-------- Records supplied

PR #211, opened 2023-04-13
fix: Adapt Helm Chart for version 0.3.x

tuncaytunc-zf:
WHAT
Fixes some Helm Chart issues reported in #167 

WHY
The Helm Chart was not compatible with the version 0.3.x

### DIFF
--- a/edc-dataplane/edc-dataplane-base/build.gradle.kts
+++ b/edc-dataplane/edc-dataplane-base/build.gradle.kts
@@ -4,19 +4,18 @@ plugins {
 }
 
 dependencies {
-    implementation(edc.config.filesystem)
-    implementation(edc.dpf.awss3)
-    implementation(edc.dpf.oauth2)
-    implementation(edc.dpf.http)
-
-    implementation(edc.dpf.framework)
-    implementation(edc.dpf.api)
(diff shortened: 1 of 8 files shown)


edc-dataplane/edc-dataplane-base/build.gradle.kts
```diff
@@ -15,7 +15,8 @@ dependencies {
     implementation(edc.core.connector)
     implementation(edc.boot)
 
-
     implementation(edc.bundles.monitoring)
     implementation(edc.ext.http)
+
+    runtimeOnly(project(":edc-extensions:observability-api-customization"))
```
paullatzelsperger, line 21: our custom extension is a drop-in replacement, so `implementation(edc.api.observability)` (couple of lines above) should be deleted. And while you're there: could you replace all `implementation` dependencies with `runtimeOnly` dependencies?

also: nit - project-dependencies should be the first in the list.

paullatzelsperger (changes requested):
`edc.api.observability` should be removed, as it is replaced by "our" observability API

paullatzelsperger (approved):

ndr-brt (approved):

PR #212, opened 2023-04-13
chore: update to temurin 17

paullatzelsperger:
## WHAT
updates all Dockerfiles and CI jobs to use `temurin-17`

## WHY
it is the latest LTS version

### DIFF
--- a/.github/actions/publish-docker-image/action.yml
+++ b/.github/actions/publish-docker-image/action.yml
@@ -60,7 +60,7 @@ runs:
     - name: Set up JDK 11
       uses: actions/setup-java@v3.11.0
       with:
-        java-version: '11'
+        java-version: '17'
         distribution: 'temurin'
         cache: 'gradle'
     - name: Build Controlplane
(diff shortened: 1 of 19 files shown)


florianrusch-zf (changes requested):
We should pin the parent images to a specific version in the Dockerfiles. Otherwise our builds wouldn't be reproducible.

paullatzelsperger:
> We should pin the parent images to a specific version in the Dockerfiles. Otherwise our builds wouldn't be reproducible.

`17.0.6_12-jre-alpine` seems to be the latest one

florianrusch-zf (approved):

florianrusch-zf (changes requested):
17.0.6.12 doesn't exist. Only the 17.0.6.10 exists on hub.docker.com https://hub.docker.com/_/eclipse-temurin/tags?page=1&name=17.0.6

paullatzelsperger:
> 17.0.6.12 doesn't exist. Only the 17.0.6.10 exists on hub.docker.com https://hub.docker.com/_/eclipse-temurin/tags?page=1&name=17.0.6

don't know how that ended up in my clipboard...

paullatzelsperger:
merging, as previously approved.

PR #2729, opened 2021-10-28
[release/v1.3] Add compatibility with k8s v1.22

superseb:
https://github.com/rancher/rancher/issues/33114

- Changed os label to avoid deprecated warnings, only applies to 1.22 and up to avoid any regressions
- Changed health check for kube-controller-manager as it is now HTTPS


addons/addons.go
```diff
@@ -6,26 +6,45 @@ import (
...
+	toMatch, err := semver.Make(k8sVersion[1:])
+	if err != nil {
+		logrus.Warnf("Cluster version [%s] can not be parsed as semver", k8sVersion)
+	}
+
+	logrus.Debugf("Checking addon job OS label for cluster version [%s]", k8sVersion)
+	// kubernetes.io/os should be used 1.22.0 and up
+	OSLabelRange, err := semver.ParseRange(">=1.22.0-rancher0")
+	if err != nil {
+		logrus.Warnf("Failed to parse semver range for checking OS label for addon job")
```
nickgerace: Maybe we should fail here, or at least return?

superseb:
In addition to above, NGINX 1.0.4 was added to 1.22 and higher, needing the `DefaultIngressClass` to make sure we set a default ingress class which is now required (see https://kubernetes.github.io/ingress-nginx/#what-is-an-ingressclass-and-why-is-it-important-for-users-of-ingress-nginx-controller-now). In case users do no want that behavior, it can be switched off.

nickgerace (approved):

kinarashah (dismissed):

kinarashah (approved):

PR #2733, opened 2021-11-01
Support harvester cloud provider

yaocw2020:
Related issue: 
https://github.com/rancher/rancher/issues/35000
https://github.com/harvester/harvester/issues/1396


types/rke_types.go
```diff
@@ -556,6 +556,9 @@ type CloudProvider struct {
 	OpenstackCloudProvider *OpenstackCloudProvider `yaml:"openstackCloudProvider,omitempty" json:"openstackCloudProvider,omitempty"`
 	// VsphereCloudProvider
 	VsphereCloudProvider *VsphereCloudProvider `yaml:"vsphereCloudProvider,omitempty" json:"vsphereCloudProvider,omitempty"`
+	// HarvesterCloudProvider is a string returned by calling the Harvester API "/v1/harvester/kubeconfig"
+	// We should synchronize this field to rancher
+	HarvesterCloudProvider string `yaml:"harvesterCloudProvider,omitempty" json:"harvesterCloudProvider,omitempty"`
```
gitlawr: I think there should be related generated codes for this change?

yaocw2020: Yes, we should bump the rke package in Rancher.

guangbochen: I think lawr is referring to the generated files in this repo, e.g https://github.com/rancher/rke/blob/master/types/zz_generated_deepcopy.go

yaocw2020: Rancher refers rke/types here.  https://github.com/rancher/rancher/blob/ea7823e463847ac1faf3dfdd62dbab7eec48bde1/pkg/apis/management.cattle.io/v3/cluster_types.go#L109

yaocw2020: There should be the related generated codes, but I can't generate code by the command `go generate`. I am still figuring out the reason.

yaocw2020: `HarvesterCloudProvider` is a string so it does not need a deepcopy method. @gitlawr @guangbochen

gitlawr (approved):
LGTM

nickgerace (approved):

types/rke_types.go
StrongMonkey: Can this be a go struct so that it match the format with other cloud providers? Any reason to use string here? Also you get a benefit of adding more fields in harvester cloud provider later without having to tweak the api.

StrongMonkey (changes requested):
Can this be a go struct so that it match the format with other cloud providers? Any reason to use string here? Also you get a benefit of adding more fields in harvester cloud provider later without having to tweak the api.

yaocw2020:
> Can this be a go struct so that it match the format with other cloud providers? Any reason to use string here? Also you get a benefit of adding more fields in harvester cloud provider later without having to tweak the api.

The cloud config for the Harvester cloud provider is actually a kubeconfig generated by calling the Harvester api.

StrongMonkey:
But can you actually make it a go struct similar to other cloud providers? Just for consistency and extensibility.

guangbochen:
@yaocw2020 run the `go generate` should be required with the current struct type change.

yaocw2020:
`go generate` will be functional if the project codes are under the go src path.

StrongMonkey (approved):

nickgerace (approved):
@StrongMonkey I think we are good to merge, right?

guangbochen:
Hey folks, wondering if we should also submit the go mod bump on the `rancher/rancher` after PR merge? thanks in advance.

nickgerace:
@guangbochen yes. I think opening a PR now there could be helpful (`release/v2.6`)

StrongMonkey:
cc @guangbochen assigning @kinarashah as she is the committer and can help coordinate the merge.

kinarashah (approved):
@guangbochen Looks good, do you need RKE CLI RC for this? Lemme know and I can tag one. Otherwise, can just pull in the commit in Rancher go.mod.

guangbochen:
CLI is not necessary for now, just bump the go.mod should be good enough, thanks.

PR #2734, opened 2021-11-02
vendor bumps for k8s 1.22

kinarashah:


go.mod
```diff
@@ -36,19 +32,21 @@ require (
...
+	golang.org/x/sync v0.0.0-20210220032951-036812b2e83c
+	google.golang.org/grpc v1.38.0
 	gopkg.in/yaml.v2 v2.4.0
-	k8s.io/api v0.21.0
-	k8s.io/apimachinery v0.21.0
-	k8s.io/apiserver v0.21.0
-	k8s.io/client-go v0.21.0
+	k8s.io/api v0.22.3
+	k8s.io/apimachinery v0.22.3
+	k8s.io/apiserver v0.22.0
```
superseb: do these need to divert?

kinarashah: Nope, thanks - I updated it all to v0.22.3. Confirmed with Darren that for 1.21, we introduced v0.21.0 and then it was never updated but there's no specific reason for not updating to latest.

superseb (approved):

----------------

◆ Task objective ◆
Look through the entries above, and wherever a line holds the string "reproducible", copy it.

◆ Solution to the problem ◆
We should pin the parent images to a specific version in the Dockerfiles. Otherwise our builds wouldn't be reproducible.
> We should pin the parent images to a specific version in the Dockerfiles. Otherwise our builds wouldn't be reproducible.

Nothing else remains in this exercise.